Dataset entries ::
==============================

Issue #2352, opened 2018-08-13
After adding a new phase, don't call loading timeline again as we get it during creation process


maxceem:
We don't have to make this dispatch https://github.com/appirio-tech/connect-app/blob/dev/src/projects/actions/project.js#L287
As this line already returns timeline https://github.com/appirio-tech/connect-app/blob/dev/src/projects/actions/project.js#L321

same action `CREATE_PROJECT_STAGE` could be caught in two reducers

Aha! Link: https://topcoder.aha.io/features/TCCONNECT-329

PR #2353, opened 2018-08-13
issue #2352 - After adding a new phase, don't call loading timeline again as we get it during creation process

maxceem:
issue #2352 - After adding a new phase, don't call loading timeline again as we get it during creation process


RishiRajSahu:
closing as the change is already pushed to dev.

Issue #2365, opened 2018-08-15
Menu popup for a post is not completely visible


vikasrohit:
<img width="788" alt="screen shot 2018-08-15 at 11 59 21 am" src="https://user-images.githubusercontent.com/2417632/44134477-c924c31e-a082-11e8-80b1-356df139dc19.png">

@maxceem Can you please get it resolved quickly (EOD today)?

maxceem:
@vikasrohit yes, will fix it asap

maxceem:
Fixed by PR https://github.com/appirio-tech/connect-app/pull/2367, keeping in mind this one https://github.com/appirio-tech/connect-app/issues/2310

See video http://take.ms/mDdYn

vikasrohit:
Thanks @maxceem for keeping #2310 in mind, otherwise it could have created a regression of a high priority issue.

vikasrohit:
Working fine. Thanks.

PR #2367, opened 2018-08-15
issue #2365 - Menu popup for a post is not completely visible

maxceem:
issue #2365 - Menu popup for a post is not completely visible


vikasrohit:
LGTM. I was bit unsure by the name of the class where we have applied `overflow-x:auto`, however, as it is working fine in the demo video, assuming that is the correct place to fix.

Issue #2366, opened 2018-08-15
Root post should not have delete post option


vikasrohit:
@maxceem please hide(ideally it should be disabled with appropriate tooltip, but as tooltip in side a dropdown is not working right now, opting for hide option) the delete button for first/root post of the thread. Right now it is hiding the button only when there is only single post in the thread.

<img width="789" alt="screen shot 2018-08-15 at 12 01 38 pm" src="https://user-images.githubusercontent.com/2417632/44134628-50cebd6a-a083-11e8-88d2-8bfb811b3962.png">

maxceem:
Done, so Delete post is not shown for root post.

I can make it look like disabled instead, but when user will click it, the dropdown will be closed anyway even it look disabled. I cannot prevent closing in current implementation as it uses `<DropdownItem>` component from `appirio-tech-react-components` which doesn't let us prevent closing `<Dropdown>` when we click it.
Also, styling of the disabled option would be done not the best and slightly hacky way because of the limitations of `<DropdownItem>` component from `appirio-tech-react-components`.

Please, let me know if you still want to keep it with disabled styles, even though when user will click it dropdown will be closed (delete action wouldn't be called, just closed dropdown).

vikasrohit:
> Done, so Delete post is not shown for root post.

That is perfect for now. We won't make it look disabled as of now because we can't show tooltip for that disabled item at present.

vikasrohit:
Working fine now. Thanks.

vikasrohit:
@maxceem in dev I am seeing strange behaviour for 'Delete Thread' option though. I think that is not caused by this commit, and it is rather happening because of missing data in member service in dev env. If you can devote 5 minutes to debug that, that would be great.

maxceem:
@vikasrohit I've tried to delete a thread at it did work well for me. Could you provide any details about the strange behavior you experience?

vikasrohit:
I would update the thread once see it again.

PR #2368, opened 2018-08-15
issue #2366 - Root post should not have delete post option

maxceem:
issue #2366 - Root post should not have delete post option

Done, so Delete post is not shown for root post.

I can make it look like disabled instead, but when user will click it, the dropdown will be closed anyway even it look disabled. I cannot prevent closing in current implementation as it uses `<DropdownItem>` component from `appirio-tech-react-components` which doesn't let us prevent closing `<Dropdown>` when we click it.
Also, styling of the disabled option would be done not the best and slightly hacky way because of the limitations of `<DropdownItem>` component from `appirio-tech-react-components`.

Please, let me know if you still want to keep it with disabled styles, even though when user will click it dropdown will be closed (delete action wouldn't be called, just closed dropdown).

### DIFF
--- a/src/components/Feed/FeedComments.jsx
+++ b/src/components/Feed/FeedComments.jsx
@@ -301,7 +301,7 @@ class FeedComments extends React.Component {
           hasError={item.error}
           allMembers={allMembers}
           noInfo={item.noInfo}
-          canDelete={comments.length>1}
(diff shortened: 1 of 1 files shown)


vikasrohit:
LGTM 👍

==============================

Among the records, find all lines that include the string "class" and return them.

Answer to the problem ::
LGTM. I was bit unsure by the name of the class where we have applied `overflow-x:auto`, however, as it is working fine in the demo video, assuming that is the correct place to fix.
@@ -301,7 +301,7 @@ class FeedComments extends React.Component {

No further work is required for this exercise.